Mac viruses were common? what the hell is this guy smoking??

You want the short version of what Andrew wrote?

You cannot be infected by this unless you do all of the following:
1) Are somehow sent (via email, iChat, etc.) or download the "latestpics.tgz" file
2) Double-click on the file to decompress it
3) Double-click on the resulting file to "open" it
...and then for most users, you must also enter your Admin password.

It does not exploit any security holes; rather it uses "social engineering" to get the user to launch it on their system. It requires the admin password if you're not running as an admin user. It doesn't actually do anything other than attempt to propagate itself via iChat. It has a bug in the code that prevents it from working as intended, which has the side-effect of preventing infected applications from launching. It's not particularly sophisticated.

Remember You cannot simply catch a trojan as you would a virus. This is not the first Mac OS X trojan and I'm certain it won't be the last.
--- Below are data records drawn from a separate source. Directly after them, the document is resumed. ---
PR #403, opened 2026-08-22
[HAL/AMDGPU] Enable Windows execution across CMake and Bazel

benvanik:
Enables native AMDGPU HAL and Loom execution on Windows with a dynamically loaded ROCr shared runtime, while making clang-cl the default Windows host compiler and retaining an explicit MSVC lane. This carries forward the Windows HSA execution work explored in #386 and turns the platform constraints found there into explicit runtime and build-system contracts.

The AMDGPU runtime now models platform-owned capabilities independently from GPU ISA support. Windows queue doorbells use HSA notification, clock correlation uses HSA counters paired with QPC, queue authority is separated from host-accessible memory placement, feedback channels retain distinct host and device addresses, and pagefile-backed ring aliases preserve host wraparound when ROCr assigns a different GPU address. Missing SVM no longer rejects a system whose explicit HSA virtual-memory path remains usable.

Sanitizer shadows use sparse GPU-only mappings on Windows: virtual shadow space is reserved up front, while physical spans are committed only for materialized slabs. This preserves the production memory shape without premapping the full shadow or granting incidental CPU access.

The Windows build surface is first-class in both build systems. Bazel uses clang-cl by default, exposes an MSVC configuration, handles MASM and long linker responses, launches generated shell tests through `rules_shell`, and does not invoke or require CMake. CMake owns its nested integration tests in CTest, derives exact build roots for filtered selections, refreshes stale test graphs before enumeration, and propagates the selected generator and host compiler into nested fixtures. Repository clang-tidy follows the same boundary: Bazel and CMake independently link the IREE checks into a native analyzer because the supported Windows LLVM distribution cannot load out-of-tree modules.

Presubmit subprocesses now stream stdout and stderr as produced, synchronizing concurrent batches while retaining only a fixed 64 KiB tail per subprocess for failure recaps. Whole-tree native analysis therefore remains observable without memory use growing with phase output.

The pinned WASI SDK host tools are now available on Windows in both build systems. Bazel copies only the small `llvm-objdump.exe` payload into its output tree on Windows instead of executing it through an external-repository symlink whose NTFS metadata changes invalidated and refetched the 535 MiB SDK archive; Unix and macOS retain the symlink path.

Structured-loop allocation now preserves controls, captures, induction variables, and iteration arguments across backedges in both physical lifetime and sparse semantic liveness. This prevents loop-body temporaries from aliasing values required by the next iteration, and the Wasm assembly expectations reflect the resulting direct branch and result carries.

Full-platform qualification also exposed backend-independent correctness issues fixed here: Vulkan buffers now carry queue-family sharing and byte-granular transfers route away from dword-only native commands; SPIR-V physical-storage offsets and cooperative-matrix strides stay byte-addressed through byte-pointer operands; writable file handles can be resized without reopening paths; and benchmark/test helpers now fail according to their public setup and handle-selection contracts.

The HAL continues to load `hsa-runtime64.dll` rather than vendoring ROCr. The Windows shared-runtime and multi-signal-wait work remains in ROCm/rocm-systems#10379.

### Reviewer Notes

- The AMDGPU representation changes are concentrated in platform capabilities, virtual memory, feedback channels, access policy, and device-clock correlation.
- The Windows build changes deliberately preserve separate host and device compilers: clang-cl or MSVC builds host code, while ROCm clang builds AMDGPU device artifacts.
- Windows clang-tidy is an in-process executable because the supported LLVM prebuilt has no plugin exports; Bazel imports and links its static archives without crossing into CMake.
- The Vulkan and SPIR-V fixes are cross-platform semantic corrections discovered by running the complete Windows execution matrix, not Windows-only fallback paths.


benvanik:
Closing this omnibus draft now that its landed pieces have durable, independently reviewable history:

- #392 established Windows MSVC builds for Loom and the AMDGPU HAL.
- #395 made the native Windows CMake and Bazel workflows first-class.
- #415 added portable open-file resizing.
- #416 fixed Vulkan queue-family buffer sharing.
- #422 qualified the Windows host toolchains and developer/CI workflows.

The remaining Loom compiler correctness, profile-clock alignment, Vulkan command-buffer, and Windows AMDGPU runtime work is being split into separate workstreams and reconstructed from current `main` for landing. This PR remains as historical context for the original integrated experiment and will not be updated or landed as a unit.

PR #405, opened 2026-08-24
[HAL/Vulkan] Route byte transfers across queue families

benvanik:
Makes Vulkan buffer ownership and transfer-lane selection preserve the queue and byte-range contracts exposed by the HAL.

Buffers accessible from more than one queue family now use concurrent sharing with the exact normalized family set, while command buffers retain their normalized affinity so submission selects a compatible queue lane after bindings resolve.

Native Vulkan fill, update, and copy commands are used only for dword-aligned resolved ranges. Byte-granular direct, deferred, and storage-backed file transfers route through the compute-capable path instead of issuing invalid transfer commands.

The file CTS truncates its already-imported file through a new portable writable-handle resize operation. The operation uses the live descriptor or HANDLE and therefore preserves handle identity rather than reopening a path behind an active import.

Clock-correlation changes are intentionally excluded and reviewed separately.

### DIFF
--- a/runtime/src/iree/hal/drivers/vulkan/allocator.c
+++ b/runtime/src/iree/hal/drivers/vulkan/allocator.c
@@ -13,6 +13,7 @@
 #include "iree/base/threading/mutex.h"
 #include "iree/hal/drivers/vulkan/atomic.h"
 #include "iree/hal/drivers/vulkan/buffer.h"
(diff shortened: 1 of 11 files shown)


benvanik:
Superseded by the reviewable stack #415, #416, #417, #418, and #419. The old head branch remains intact because #406 is currently based on it; closing this PR removes the duplicate review surface without changing that dependency.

Use common sense, Do not install and run applications from untrusted sources and Do not run Mac OS X as "root."

Sophos, Symantec, McAfee and Intego have all added the code’s description to their Mac anti-virus software files.

There are always malicious people out there looking to harm or misguide people, weather it be a PC or Mac user. Look at the Fake invite sent out by a user in Germany to Mac News reports.

Macnn reports:

"A fake invite today was sent out by a user in Germany. The hoax invite, which read and looked like a real Apple-sanctioned event, was sent to several Mac websites and touted a 'special event' with U2 lead Bono. The fake red invitation said "Please join Steve and Bono" for an "invitation-only event" at the Moscone Center West in San Francisco on March 1st at 10 am. The invite also offered the words "Together we can fight it." Several reports had speculated on a special red iPod from Apple to help Bono's fight against AIDS. "U2's Bono may partner with Apple on a new red iPod in the near future to help promote a new project to battle AIDS. The charity is designed to raise money to help finance the fight against HIV/AIDS, Tuberculosis, and Malaria in Africa, and hopes to convince the world's largest companies to release special red-branded products while offering a portion of the profits to the fund." [updated]

The invite came with the following headers:

Received-SPF: neutral (216.22.45.54 is neither permitted nor denied by best guess record for domain of webmaster@felixbruns.de)
Received: (qmail 63576 invoked by uid 89); 15 Feb 2006 16:53:36 -0000
Delivered-To: xxxxxx@macnn.com
Received: (qmail 63346 invoked from network); 15 Feb 2006 16:53:13 -0000
Received: from s169.evanzo-server.de (62.67.235.169)
by macnn.com with SMTP; 15 Feb 2006 16:53:13 -0000
Received: (from wwwrun@localhost)
by s169.evanzo-server.de (8.11.3/8.11.3/SuSE Linux 8.11.1-0.5) id k1FGrDl09934;
Wed, 15 Feb 2006 17:53:13 +0100
Date: Wed, 15 Feb 2006 17:53:13 +0100"


This is the pic of the fake invite

As quoted form Macnn "Many websites that initially reported the event have since pulled their stories without any correction, retraction, or other note." LoopRumors was one of them.
I give praise for a reporter to "man up" to any mistakes that may come from bad information.